Я горячо стал рассказывать ему о том, что такое картинная галерея, какой душевный человек Гавриил Степанович, упомянул о Саре Бернар и генерале Комаровском. Я хотел передать, как звенит менуэт в часах, как дымится кофе, как тихо, как волшебно звучат шаги на сукне, но часы били у меня в голове, я сам-то видел и золотой мундштук, и адский огонь в электрической печке, и даже императора Нерона, но ничего этого передать не сумел.

– Это Нерон у них составляет договоры? – дико сострил мой друг.

– Да ну вас! – вскричал я и вырвал у него договор.

Порешили позавтракать, послали Дусиного брата в магазин.

Шел осенний дождик. Какая ветчина была, какое масло. Минуты счастья.

Московский климат известен своими капризами. Через два дня был прекрасный, как бы летний, теплый день. И я спешил в Независимый. Со сладким чувством, предвкушая получку ста рублей, я приблизился к Театру и увидел в средних дверях скромную афишу [80].

Я прочитал:

Репертуар, намеченный в текущем сезоне:


Эсхил – «Агамемнон»

Софокл – «Филоктет»

Лопе де Бега – «Сети Фенизы»

Шекспир – «Король Лир»

Шиллер – «Орлеанская дева»

Островский – «Не от мира сего»

Максудов – «Черный снег».

Открывши рот, я стоял на тротуаре, – и удивляюсь, почему у меня не вытащили бумажник в это время. Меня толкали, говорили что-то неприятное, а я все стоял, созерцая афишу. Затем я отошел в сторонку, намереваясь увидеть, какое впечатление производит афиша на проходящих граждан.

Выяснилось, что не производит никакого. Если не считать трех-четырех, взглянувших на афишу, можно сказать, что никто ее и не читал.

Но не прошло и пяти минут, как я был вознагражден сторицей за свое ожидание. В потоке шедших к театру я отчетливо разглядел крупную голову Егора Агапёнова. Шел он к театру с целой свитой, в которой мелькнул Ликоспастов с трубкой в зубах и неизвестный с толстым приятным лицом. Последним мыкался кафр в летнем, необыкновенном желтом пальто и почему-то без шляпы. Я ушел глубже в нишу, где стояла незрячая статуя, и смотрел.

Компания поравнялась с афишей и остановилась. Не знаю, как описать то, что произошло с Ликоспастовым. Он первый задержался и прочел. Улыбка еще играла на его лице, еще слова какого-то анекдота договаривали его губы. Вот он дошел до «Сетей Фенизы». Вдруг Ликоспастов стал бледен и как-то сразу постарел. На лице его выразился неподдельный ужас.

Агапёнов прочитал, сказал: «Гм...»

Толстый неизвестный заморгал глазами... «Он припоминает, где он слышал мою фамилию...»

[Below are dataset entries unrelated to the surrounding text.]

PR #711, opened 2026-08-05
Run clippy on PR workflows

imciner2:
@ZedThree this change will make Clippy run on the PR checks and not just in the fork's push I believe. So then the results will show in the PR flow.


ZedThree (approved):
Thanks @imciner2!

PR #1414, opened 2025-09-30
feat(cache): add support for fetching line ranges

PeterCardenas:
I have this util for prefetching blame to make the popup show up faster, but it's not performant when fetching blame line individually, even when running them concurrently. Thus I changed the API to allow for fetching blame for a line range instead of just one line. I thought this functionality would be generally useful which is why I'm pushing upstream here, and also am thinking this prefetch utility in a cleaner form could also be upstreamed.

```lua
vim.api.nvim_create_autocmd({ 'BufEnter', 'CursorMoved', 'WinScrolled' }, {
  group = vim.api.nvim_create_augroup('gitsigns-prefetch-blame', { clear = true }),
  callback = function(opts)
    local bufnr = opts.buf
    local cache_entry = require('gitsigns.cache').cache[bufnr]
    if not cache_entry then
      return
    end
    local buf_line_count = vim.api.nvim_buf_line_count(bufnr)
    if blame_fetch_map[bufnr] then
      return
    end
    blame_fetch_map[bufnr] = true
    local config = require('gitsigns.config').config
    local gitsigns_async = require('gitsigns.async')
    ---@type fun(lnum: integer|[integer, integer], on_done: fun():nil): nil
    local prefetch_blame = gitsigns_async.create(
      2,
      ---@async
      ---@param lnum integer|[integer, integer]
      ---@param on_done fun():nil
      ---@return Gitsigns.BlameInfo?
      function(lnum, on_done)
        -- Defers error notification to hover keymap
        pcall(function() ---@async
          return cache_entry:get_blame(lnum, config.current_line_blame_opts)
        end)
        on_done()
      end
    )
    local cursor_lnum = vim.api.nvim_win_get_cursor(0)[1]
    local start_lnum = math.max(1, vim.fn.line('w0') - 10, cursor_lnum - 20)
    local end_lnum = math.min(buf_line_count, vim.fn.line('w$') + 10, cursor_lnum + 20)
    prefetch_blame({ start_lnum, end_lnum }, function()
      blame_fetch_map[bufnr] = false
    end)
  end,
})
```

### DIFF
--- a/lua/gitsigns/cache.lua
+++ b/lua/gitsigns/cache.lua
@@ -98,7 +98,7 @@ local BLAME_THRESHOLD_LEN = 10000
 
 --- @async
 --- @private
---- @param lnum? integer
+--- @param lnum? integer|[integer, integer]
 --- @param opts? Gitsigns.BlameOpts
 --- @return table<integer,Gitsigns.BlameInfo?>
 --- @return table<string,Gitsigns.CommitInfo?>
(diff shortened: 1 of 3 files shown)


lua/gitsigns/cache.lua
```diff
@@ -157,29 +157,55 @@ end
...
+    end
+  else
+    blame_valid = self:blame_valid(lnum)
+  end
+  if not blame or not blame_valid then
     self:wait_for_hunks()
     blame = blame or { entries = {} }
     local Hunks = require('gitsigns.hunks')
-    if lnum and Hunks.find_hunk(lnum, self.hunks) then
+    local has_hunks = true
```
lewis6991, line 180: Should this init to `false`?

lua/gitsigns/cache.lua
```diff
@@ -157,29 +157,55 @@ end
...
+    if lnum then
+      local start_lnum = type(lnum) == 'table' and lnum[1] or lnum
+      local end_lnum = type(lnum) == 'table' and lnum[2] or lnum
+      for curr_lnum = start_lnum, end_lnum do
+        has_hunks = not not Hunks.find_hunk(curr_lnum, self.hunks)
```
lewis6991, line 185: Should this early return, otherwise won't this just be the value of the last iteration?

PeterCardenas: yea ur right, had this as a while loop before then blindly changed every while to a for when cleaning things up :/

lewis6991: This is a little hard to follow. I guess this is saying that we run blame if there is at least 1 line that isn't in a hunk.

PR #1419, opened 2025-10-04
fix: workaround emmylua param infer for async.create wrappers

mochaaP:
before:
before

after:
after

also updated docgen to not reflect the typings in the generated docs.


lewis6991:
Don't think this is needed anymore.

image

PR #1439, opened 2025-12-10
feat: enhance status formatting with highlight colors

lopi-py:
## Before
Blank statusline
image

## After
Colorfull statusline
image

Neovim offers something similar with `vim.diagnostic.status()`

### DIFF
--- a/doc/gitsigns.txt
+++ b/doc/gitsigns.txt
@@ -804,9 +804,15 @@ status_formatter                            *gitsigns-config-status_formatter*
         function(status)
           local added, changed, removed = status.added, status.changed, status.removed
           local status_txt = {}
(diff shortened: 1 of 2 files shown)


lopi-py:
Hello @lewis6991, can you explain why was this reverted in 718e1eda17ebab87f686af5dcc7684b204041eef? It works with every colorscheme I tried, even the default one in Neovim:

Statusline:
image

Signcolumn:
image

It doesn't override background highlights. In any case, colorschemes should not set a background color for these highlights and instead just set the foreground

lewis6991:
When I tried it with my statusline it caused the background for that section to change.

If you want this, you need to add it manually to your config using the dict variant.

PR #1448, opened 2026-01-01
fix(word_diff): no "No newline at end of file" shown in popup

phanen:
Also add `GitSignsNoEOLPreivew` hlgroup.
* https://github.com/tpope/vim-fugitive/blob/2019e0e4139390f485a024d7a2411218b004a5b3/syntax/fugitive.vim#L30
* https://github.com/neovim/neovim/blob/35a7642647858f7b4ddc204ee869c399b678e7e8/runtime/syntax/diff.vim#L379

Test
```sh
mkdir ./repro && cd ./repro && git init
echo a >a && git add . && git commit -m 'this file has newline'
printf a >a && nvim --clean --cmd 'set rtp^=..' a +'lua vim.defer_fn(function() vim.cmd[[Gitsigns preview_hunk]] end, 100)'
```

### DIFF
--- a/doc/gitsigns.txt
+++ b/doc/gitsigns.txt
@@ -1273,6 +1273,11 @@ GitSignsDeletePreview
         Used for deleted lines in previews.
 
         Fallbacks: `GitGutterDeleteLine`, `SignifyLineDelete`, `DiffDelete`
+                                                        *hl-GitSignsNoEOLPreview*
+GitSignsNoEOLPreview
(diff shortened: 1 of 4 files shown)


lewis6991:
Can you add a test?

phanen:
Added.

lewis6991:
`GitSignsNoEOLPreivew` should be `GitSignsNoEOLPreview`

Кафр стал спрашивать по-английски, что увидели его спутники... Агапёнов сказал: «Афиш, афиш» – и стал чертить в воздухе четырехугольник. Кафр мотал головой, ничего не понимая.

Публика шла валом и то заслоняла, то открывала головы компании. Слова то долетали до меня, то тонули в уличном шуме.

Ликоспастов повернулся к Агапёнову и сказал:

– Нет, вы видели, Егор Нилыч? Что же это такое? – Он тоскливо огляделся. – Да они с ума сошли!..

Ветер сдул конец фразы.

Доносились клочья то агапёновского баса, то ликоспастовского тенора.

– ...Да откуда он взялся?.. Да я же его и открыл... Тот самый... Гу... гу... гу... Жуткий тип...

Я вышел из ниши и пошел прямо на читающих.

Ликоспастов первый увидел меня, и меня поразило то изменение, которое произошло в его глазах. Это были ликоспастовские глаза, но что-то в них появилось новое, отчужденное, легла какая-то пропасть между нами...

– Ну, брат, – вскричал Ликоспастов, – ну, брат! Благодарю, не ожидал! Эсхил, Софокл и ты! Как ты это проделал, не понимаю, но это гениально! Ну, теперь ты, конечно, приятелей узнавать не будешь! Где уж нам с Шекспирами водить дружбу!

– А ты бы перестал дурака валять! – сказал я робко.

– Ну вот, слова уж сказать нельзя! Экий ты, ей-Богу! Ну, я зла на тебя не питаю. Давай почеломкаемся, старик! – И я ощутил прикосновение щеки Ликоспастова, усеянной короткой проволокой.

– Познакомьтесь! – И я познакомился с толстым, не спускавшим с меня глаз. Тот сказал: «Крупп».

Познакомился я и с кафром, который произнес очень длинную фразу на ломаном английском языке. Так как этой фразы я не понял, то ничего кафру и не сказал.

– На Учебной сцене, конечно, играть будут? – допытывался Ликоспастов.

– Не знаю, – ответил я, – говорят, что на Главной.

Опять побледнел Ликоспастов и тоскливо глянул в сияющее небо.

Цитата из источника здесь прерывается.